Комната была небольшая; тем не менее Маркус и Натали изо всех сил старались держаться как можно дальше друг от друга. Она в конце концов вняла его просьбе и кое-как пыталась не попадать в его поле зрения. Хлоя следила за их уловками, и ей все было ясно. «Как они мило не разговаривают, никаких слов не надо», — подумала она. Какая проницательность! Ну и ладно, ей не хотелось отвлекаться на эту историю: главное, конечно, — это удачно отметить день рождения.
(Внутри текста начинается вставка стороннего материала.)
PR #2646, opened 2021-04-20
test: refactor core-flags

cap-Bernardito:

Gets flags from `webpack.cli.getArguments` function

No

**Other information**

No

### DIFF
--- a/test/utils/test-utils.js
+++ b/test/utils/test-utils.js
@@ -256,14 +256,21 @@ const uniqueDirectoryForTest = async (assetsPath) => {
     return result;
 };
 
-const getWebpackCliArguments = () =>
-    Object.entries(cli.getArguments()).map((flag) => {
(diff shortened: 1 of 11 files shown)


test/utils/test-utils.js
```diff
@@ -256,6 +256,15 @@ const uniqueDirectoryForTest = async (assetsPath) => {
     return result;
 };
 
+const getWebpackCliArguments = () =>
+    Object.entries(cli.getArguments()).map((flag) => {
```
anshumanv, line 260: not available in v4

cap-Bernardito: this is only for tests `core-flags` (only fo v5)

anshumanv: can we take a param and send filtered flags? doing in every test seems redundant

alexander-akait (approved):

PR #2658, opened 2021-04-23
test: snapshots more

alexander-akait:

tests

it is tests

**Summary**

cc @webpack/cli-team We need to rewrite most of our tests on snapshot testing, here example how we should do it, just improve normalized and add this lines everywhere 

No

**Other information**

No

### DIFF
--- a/package.json
+++ b/package.json
@@ -81,7 +81,7 @@
     "ts-jest": "^26.5.5",
     "ts-node": "^9.1.1",
     "typescript": "^4.1.3",
-    "webpack": "^4.46.0",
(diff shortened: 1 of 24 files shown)


package.json
```diff
@@ -81,7 +81,7 @@
     "ts-jest": "^26.5.5",
     "ts-node": "^9.1.1",
     "typescript": "^4.1.3",
-    "webpack": "^5.35.0",
+    "webpack": "^4.46.0",
```
anshumanv, line 84: need revert

PR #2674, opened 2021-04-28
refactor(generators): remove extraneous args to addon-generator

jamesgeorge007:
refactoring

Already present

N/A

**Summary**
https://github.com/webpack/webpack-cli/blob/65ae77d98e918ea5907de89c9c87b797f57f1b2f/packages/generators/src/addon-generator.ts#L30

Directory content is inferred from the `templateDir` argument. Hence, it is not necessary to explicitly specify the template files.

No

**Other information**
N/A

### DIFF
--- a/packages/generators/src/addon-generator.ts
+++ b/packages/generators/src/addon-generator.ts
@@ -100,8 +100,14 @@ const addonGenerator = (
             // eslint-disable-next-line @typescript-eslint/no-var-requires
             this.fs.extendJSON(this.destinationPath('package.json'), require(packageJsonTemplatePath)(this.props.name));
 
-            // An array of file paths (relative to `./templates`) of files to be copied to the generated project
-            const files = getFiles(this.resolvedTemplatePath);
+            let files = [];
+            try {
+                // An array of file paths (relative to `./templates`) of files to be copied to the generated project
+                files = getFiles(this.resolvedTemplatePath);
+            } catch (error) {
+                this.utils.logger.error(`Failed to generate starter template.\n ${error}`);
+                process.exit(2);
+            }
 
             // Template file paths should be of the form `path/to/_file.js.tpl`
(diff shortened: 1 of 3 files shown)


alexander-akait (dismissed):
/cc @webpack/cli-team

packages/generators/src/addon-generator.ts
```diff
@@ -4,6 +4,16 @@ import Generator from 'yeoman-generator';
 
 import { List } from './utils/scaffold-utils';
 
+// Helper to get the template-directory content
+
+const getFiles = (dir) => {
+    return fs.readdirSync(dir).reduce((list, file) => {
+        const filePath = path.join(dir, file);
+        const isDir = fs.statSync(filePath).isDirectory();
```
alexander-akait, line 12: Maybe we need handle this case better, in some edge cases here can be exception, for example permissions

jamesgeorge007: How do you see it? In fact, this is used by projects like [vite](https://github.com/vitejs/vite)
https://github.com/vitejs/vite/blob/978d991293f5b8e1a4197ac4e3aee4fa2e838a88/packages/create-app/index.js#L318

alexander-akait: Yep, used, but not handle exceptions, just add `try/catch` around `getFiles`, i.e. `try { getFiles() } catch (error) { logger.error(error); process.exit(2) }`

packages/generators/src/addon-generator.ts
```diff
@@ -1,5 +1,6 @@
 import fs from 'fs';
 import path from 'path';
+import createLogger from 'yeoman-environment/lib/util/log';
```
alexander-akait, line 3: Let's avoid it,w e ahve built-in logger^^

jamesgeorge007: Oops

alexander-akait (approved):

snitin315 (approved):

PR #2684, opened 2021-05-01
chore: remove `scaffolding` from keywords

snitin315:
chore

NA
NA
**Summary**

Remove the `scaffolding` keyword.

No

**Other information**
No

### DIFF
--- a/packages/webpack-cli/package.json
+++ b/packages/webpack-cli/package.json
@@ -18,7 +18,6 @@
   "keywords": [
     "webpack",
     "cli",
-    "scaffolding",
     "module",
     "bundler",
     "web"


packages/webpack-cli/package.json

Главное — все эти служащие, все Бенуа и Бенедикты, что расслабленно стоят вокруг с бокалом в руке, в костюмах и пиджаках, с натренированной общительностью на лице. Маркус созерцал фонтанчики возбуждения, бьющие из гостей, и находил все это гротескным. Но в этом гротеске ему виделось что-то глубоко человечное. Он тоже хотел быть причастным к этому коллективному порыву. Он вдруг ощутил потребность делать все как следует. Под конец дня он заказал по телефону букет белых роз. Необъятный букет, совершенно несоразмерный его отношениям с Хлоей. Как будто хотел непременно уцепиться за белое. За необъятную белизну. Белизну, стирающую красный цвет. Когда девушка, доставлявшая цветы, прибыла на ресепшн, Маркус спустился вниз. Поразительная картина: Маркус с необъятным букетом в этом чисто деловом, бездушном холле.